Monday, June 23, 2008

kill -3 does not produce a javacore

This is a sporadic problem I run into when kill -3 does not generate a javacore and the process has to be terminated. The first thing to check is the service release of the JVM and ensuring the JVM is at the correct level with the corresponding level of WebSphere Application Server. In some cases I have installed later fixes than those that have been tested with WebSphere Application Server.

Another suggestion a colleague of mine had was to generate an AIX core of the process (make sure the ulimits for file and core are properly set to unlimited but you already knew that because you followed the installation instructions for WebSphere Application Server). I don't remember which kill signal needs to be sent but I'm sure a Goggle search will reveal that answer.

Tuesday, June 17, 2008

Get thread dumps during supplemental load tests

I recently found a bug in an application that the developers were not aware of. The code had a synchronized block they thought would be low cost. Low and behold in our load testing we found that after a certain number of users were active their response times started to go up exponentially. I took some thread dumps and found the synchronized block of code.

For anyone interested in performance:

1. Load test
2. Get thread dumps during bad response times.

If neither is done there will be problems in production. If you do not know how to analyze javacores open a PMR with IBM and IBM Support can help identify the problem.

Wednesday, June 11, 2008

WebSphere Process Server - database configuration

It is crucial that a WPS gold topology have the databases properly configured.

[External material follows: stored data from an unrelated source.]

PR #997, opened 2022-04-11
[medUtilitiesITK] binarize mask to 0/1

mathildemerle:
A lot of filters/toolbox can crash if the masks used are not 0/1 masks, as -1024/10000 or 0/255.

This PR adds a medUtilitiesITK fct to switch these masks to 0/1 if needed.

It will be needed on MUSICardio side in incomping PRs, and also in medInria.

:m:


fcollot:
statsROI is a tool to calculate values on images (volumes, averages etc.), not to generate new images. The function you added should be implemented as a separate filter.

mathildemerle:
I added separate files avoiding the use of statsROI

If they are not (i.e. all pointing to the same database instance) there will be contention issues that will not resolve themselves. One of my esteemed colleagues wrote this great article.

Building clustered topologies in WebSphere Process Server V6.1
This leads you to the database settings screen, arguably the most complex of all the steps.

Wednesday, June 4, 2008

Why cross cell data centers are not a best practice for disaster recovery

This topic has been coming up time and time again. It is time that people read about the trade offs when trying to conduct DR with a single cell across multiple data centers. Yes, this might work. But more often than not the various interconnects between the two data centers and the interaction can lead to very negative consequences that disables the intended DR effort.

Do the right thing. Isolate the two data centers with separate cells. You'll find this works not only much better but has a very high success rate if done correctly (i.e. you use scripting to build your environments therefore having repeatable processes across DCs).

Comment lines: Tom Alcott: Everything you always wanted to know about WebSphere Application Server but were afraid to ask -- Part 3
While the notion of a single cell across data centers is bad from a risk aversion perspective, running a cluster across two data centers not only requires you to forget about minimizing risk, as noted above (since a cluster cannot span cells), but further increases risk along multiple dimensions.